Pour prévenir toute protestation pour le 50e anniversaire de la rébellion avortée contre la présence chinoise et pour le premier des émeutes de mars 2008 (21 tués selon Pékin, 203 selon les exilés), la Chine a déployé d'importantes forces de sécurité sur le plateau tibétain.

Selon les témoignages d'habitants, joints au téléphone par l'AFP, la police et l'armée sont présentes en grand nombre, au Tibet et dans les régions environnantes touchés par les troubles il y a un an.

Les journalistes étrangers sont également persona non grata dans certaines des zones tibétaines de l'ouest de la Chine.

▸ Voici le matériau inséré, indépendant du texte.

PR #840, opened 2026-05-11
fix: correctly resolve magic columns in subqueries

### LINKED ISSUE #825: Selecting magic columns in included relation returns null result
## Summary

When querying a parent table with an included reverse relation, adding Jazz magic columns like `$createdAt` and `$updatedAt` to the included relation's `.select(...)` causes the included relation to come back missing/null/empty. Selecting only normal table columns with `.select('*')` returns the expected related row.

## Environment

- `jazz-tools`: `2.0.0-alpha.46`
- Runtime: Node backend service
- Query is executed through `jazzService.asBackend().one(...)`

## Schema shape

The included table has a normal forward ref back to the parent table:

```ts
export const child = s.table({
  parentId: s.refs.parent(),
  name: s.string(),
});
```

## Query that unexpectedly fails

This query returns the parent row, but the reverse relation does not contain the expected child row when the included child relation selects magic columns:

```ts
const parent = await jazzService.asBackend().one(
  app.parent
    .where({ id: parentId })
    .include({
      childViaParent: app.child
        .limit(1)
        .select('*', '$createdAt', '$updatedAt'),
    })
    .requireIncludes(),
);
```

## Workaround

Removing the magic columns from the included relation makes the include resolve correctly:

```ts
childViaParent: app.child
  .limit(1)
  .select('*')
```

With that workaround, `parent.childViaParent[0]` is present as expected.

## Expected behavior

Selecting magic columns on an included relation should not change whether the related row is included. The row should still be returned, with `$createdAt` and `$updatedAt` populated on the included entity.

## Actual behavior

Selecting `'*'`, `'$createdAt'`, and `'$updatedAt'` on the included reverse relation causes the include to resolve as missing/null/empty, even though the same include works when selecting only `'*'`.

Gabrola:
## Summary

- Fix magic-column projection inside array subqueries and nested/reverse relation includes.
- Ensure selected magic columns like `$createdAt` and `$updatedAt` are added to subquery row descriptors even though they are not physical table columns.
- Centralize magic-column descriptor creation and add Rust + TS DSL coverage for timestamp magic columns in subquery/include projections.

## Motivation / Problem

Issue #825 reported that including a reverse relation worked with `.select("*")`, but returned a missing/null/empty included row when the relation selected Jazz magic columns such as `$createdAt` and `$updatedAt`.

The expected behavior is that selecting magic columns should only add those fields to the included entity, not change whether the related row is returned.

## Testing
- Added Rust query-manager coverage for array subqueries selecting `$createdAt` and `$updatedAt`.
- Added TS DSL tests for reverse relation includes and nested array relation includes projecting magic timestamp columns.

## Follow-up
This change also surfaced a separate issue around permission-introspection magic columns like `$canRead`, `$canEdit`, and `$canDelete`.
Those columns are more complex than provenance timestamps because they are relational: their values depend on policy evaluation, the active session/auth context, and related tables used by the permission graph. Supporting them correctly in subqueries would likely require forwarding the parent query session into subgraph compilation and subscribing relation/subquery nodes to the relevant policy and magic-column dependency tables, not just the directly included relation table.

Closes #825

### DIFF
--- a/crates/jazz-tools/src/query_manager/magic_columns.rs
+++ b/crates/jazz-tools/src/query_manager/magic_columns.rs
@@ -1,3 +1,5 @@
+use crate::query_manager::types::{ColumnDescriptor, ColumnType};
+
 pub const RESERVED_MAGIC_COLUMN_PREFIX: char = '$';
 
 #[derive(Debug, Clone, Copy, PartialEq, Eq, Hash)]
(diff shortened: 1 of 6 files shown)


crates/jazz-tools/src/query_manager/magic_columns.rs
```diff
@@ -38,6 +40,28 @@ pub fn magic_column_kind(name: &str) -> Option<MagicColumnKind> {
     }
 }
 
+pub(crate) fn magic_column_descriptor(kind: MagicColumnKind) -> ColumnDescriptor {
```
nrainhart, line 43: ✨

nrainhart (approved):
Thanks for the fix and the code cleanup @Gabrola!! Added the issue with `$canRead`, `$canEdit`, and `$canDelete` & subqueries to our backlog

Après l'invasion et l'occupation par la Chine du Tibet en 1950-1951, le 14e dalaï lama avait fui le 17 mars 1959 et traversé la frontière indienne le 30, près de trois semaines après le début d'une insurrection avortée à Lhassa contre le régime chinois.

Mais «même aujourd'hui les Tibétains au Tibet vivent en permanence dans la crainte», a martelé le dalaï lama, reprenant l'antienne qu'il tient régulièrement sur cette «sorte de génocide culturel» perpétré au Tibet.

Pour autant, le moine de 73 ans, homme politique pragmatique et fin diplomate, a toujours défendu une stratégie non-violente et conciliante face à la Chine, une «voie moyenne» prônant une simple «autonomie culturelle», et non l'indépendance.

«La justice prévaudra à propos de la cause tibétaine», a-t-il assuré en exhortant, une nouvelle fois avec une certaine ambivalence, les Tibétains --dont beaucoup éprouvent ressentiment et frustration-- à «espérer le meilleur tout en se préparant au pire».

En novembre dernier, le dignitaire bouddhiste avait cependant lui même «reconnu l'échec» de son combat pour une autonomie «significative» du Tibet, après huit ans de négociations infructueuses avec Pékin.